Monday 7 December 2020

Expanding Meaning Potential: Deconstructing The Two Components Of The Sign

Halliday & Matthiessen (1999: 20-1):
(iii) There is also a third kind of semogenic process which arises from the nature of the sign itself. Our "sign" is not the Saussurean sign: we are not talking about the relationship between a word and its phonological representation (between content and expression, in Hjelmsiev's terms). The relationship is within the content plane, between a meaning and a wording — the non-arbitrary relationship between the system of semantics and the system of lexicogrammar.
This process, then, takes the form of deconstructing the two components of the sign. How is this possible? This can happen because, once a 'pair' of this kind has come into being, each component takes on an existence of its own. To pursue the example of the complex 'participant ^ noun' above: the category of 'participant becomes detached from that of noun, so that we can have participants realised by other things than nouns, and nouns realising other things than participants.

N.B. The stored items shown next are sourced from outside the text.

PR #212, opened 2021-06-23
refactor: updated encryption spec based on ECDH-1PU draft4 update

### LINKED ISSUE #205: set skid/combined recipients kid values in APU/APV respectively as protected headers
The 1PU draft4 [example B](https://github.com/NeilMadden/jose-ecdh-1pu/blob/master/draft-madden-jose-ecdh-1pu-04/draft-madden-jose-ecdh-1pu-04.txt#L794) has the recipient headers stored in the ProtectedHeaders, particularly the APU and APV fields representing the sender (producer) and recipients (combined receivers), in our Aries RFC 334, we proposed to add the recipients’ kids in the AAD section (see authcrypt example [here](https://github.com/hyperledger/aries-rfcs/tree/master/features/0334-jwe-envelope#authcrypt-using-ecdh-1pu-key-wrapping-mode)).

I propose we set the the sender kid in APU (same value as skid) and the list of recipient’s kids in APV since draft4 is using the common protectedHeaders for these. The recipient kid remains under the recipients headers as per the example, only the other headers are now common for all recipients since we use a common epk for all recipients and the content encryption is done prior to key wrapping (since the encryption tag is used in the key wrapping process). This means we don’t need to set the list of recipients in AAD anymore.

Baha-sk:
closes #205

Signed-off-by: Baha Shaaban <baha.shaaban@securekey.com>

### DIFF
--- a/docs/spec-files/encryption.md
+++ b/docs/spec-files/encryption.md
@@ -26,10 +26,11 @@ For the keys involved in key agreement, the following elliptic curves MUST be su
 
 For content encryption of the message, the following algorithms MUST be supported.
 
-| Algorithm(JWA) | Description                |
-| -------------- | -------------------------- |
-| XC20P          | XChaCha20Poly1305          |
-| A256GCM        | AES-GCM with a 256 bit key |
+| Algorithm(JWA) | Description                | Authcrypt/Anoncrypt            |
+| -------------- | -------------------------- |------------------------------- |
+| XC20P          | XChaCha20Poly1305 with a 256 bit key | Anoncrypt |
+| A256GCM        | AES256-GCM with a 256 bit key | Anoncrypt |
+| A256CBC-HS512  | AES256-CBC + HMAC-SHA512 with a 512 bit key | Authcrypt/Anoncrypt |
 
 TODO: Include language about safe nonce considerations.
 
@@ -118,6 +119,21 @@ When the `skid` cannot be revealed in a plain-text JWE header (to avoid potentia
 For applications that don't require this protection, they MAY use `skid` protected header directly without any additional recipient headers.
 
 Applications MUST use either `skid` protected header or `encrypted_skid` recipients header but not both in the same envelope.
+
+## ECDH-1PU key wrapping and common protected headers
+When using authcrypt, the 1PU draft [requires](https://datatracker.ietf.org/doc/html/draft-madden-jose-ecdh-1pu-04#section-2.1) mandates the use of AES_CBC_HMAC_SHA family of content encryption algorithms. To meet this requirement, JWE messages MUST use common `epk`, `apu`, `apv` and `alg` headers for all recipients. They MUST be set in the `protected` headers JWE section.
+
+As per this requirement, the JWE building must first encrypt the payload then use the resulting `tag` as part of the key derivation process when wrapping the `cek`.
+
+To meet this requirement, the above headers must be defined as follows:
+* `epk`: generated once for all recipients. It MUST be of the same type and curve as all recipient keys since kdf with the sender key must be on the same curve.
+  - Example: `"epk": {"kty": "EC","crv": "P-256","x": "BVDo69QfyXAdl6fbK6-QBYIsxv0CsNMtuDDVpMKgDYs","y": "G6bdoO2xblPHrKsAhef1dumrc0sChwyg7yTtTcfygHA"}`
+* `apu`: similar to `skid`, this is the producer (sender) identifier, it MUST contain the `skid` value base64 RawURL (no padding) encoded. Note: this is base64URL(`skid` value).
+  - Example for `skid` mentioned in an earlier [section](#key-ids-kid-and-skid-headers-references-in-the-did-document) above: `ZGlkOmV4YW1wbGU6MTIzNDU2Nzg5YWJjZGVmZ2hpI2tleXMtMQ`
+* `apv`: this represents the recipients' `kid` list. The list must be alphanumerically sorted, `kid` values will then be concatenated with a `.` and the final result MUST be base64 URL (no padding) encoding of the SHA256 hash of concatenated list.
+* `alg`: this is the key wrapping algorithm, ie: `ECDH-1PU+A256KW`.
+
+A final note about `skid` header: since the 1PU draft [does not require](https://datatracker.ietf.org/doc/html/draft-madden-jose-ecdh-1pu-04#section-2.2.1) this header, authcrypt implementations MUST be able to resolve the sender kid from the `APU` header if `skid` is not set.
 
 ## Examples
 


kdenhartog (changes requested):
I appreciate the effort to align everything. That's definitely not something easy to do. With that in mind, we intentionally discussed limiting the algorithms supported in this WG and landed on these choices for various reasons.

I'd not be in favor of introducing P-521 at this point since I think it introduces more variance than necessary. In fact, I'd prefer to drop any mention of P-256 even.

On the topic of AES CBC, I think we need to work with @NeilMadden to figure out what's driving the requirement for CBC. As far as I can tell, A256GCM or XC20P are both viable options for use with 1PU and we may be being overly restrictive here.

It should be noted that from my read of the paper, message franking is a way to introduce non-repudiation in symmetrical authenticated encryption schemes, so we may be faced with additional tradeoffs that have to be considered here.

Can we hold off on merging this until we've had a proper ability to evaluate the variety of considerations?

kdenhartog:
Did a further review of the [paper](https://link.springer.com/content/pdf/10.1007%2F978-3-319-63697-9_3.pdf). Looks like the reason the AES-GCM and XChacha20Poly1305 doesn't work comes down to the way in which the MACs are built doesn't allow for recipient binding. I don't fully comprehend the how/why part yet, but figured I'd weigh in on that finding now.

Still, I think we need to get some expertise on the tradeoffs here because it definitely seems like we're going to encounter them here. My suggestion is we first figure out what the tradeoffs are (e.g. non-repudiation by default is a no so no message franking) and then figure out what crypto meets our requirements.

NeilMadden:
The reason for requiring CBC+HMAC encryption is given in paragraph 5 of https://datatracker.ietf.org/doc/html/draft-madden-jose-ecdh-1pu-04#section-4 

Essentially, when sending a message to multiple recipients with key-wrapping mode, a single Content Encryption Key (CEK) is used to encrypt the message. This means that any one of those recipients can reuse that CEK to create a new message and send it to the original recipients - who will all think it comes from the sender of the original message. This is sometimes referred to as a lack of *insider security*. ECDH-1PU draft 4 fixes this by making the key derivation process depend on the entire contents of the message - so the CEK is effectively bound to that single message and can't be re-used. It does that efficiently by simply including the MAC tag from the AEAD computation in the KDF. But this is only secure if the MAC tag is compactly committing - i.e. someone who knows the CEK cannot find another message with the same tag (this is possible for GCM and ChaPoly).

We now have three meanings instead of one: participants constructed by nouns, as hitherto, but now contrasting (a) with participants constructed by something other than nouns, and (b) with nouns constructing something other than participants. (Of course, neither of these two entails the other; there might be just many to one, not many to many. To take this actual example, there are many cases of nouns realising things other than participants; but relatively few cases of participants being realised otherwise than by a noun.)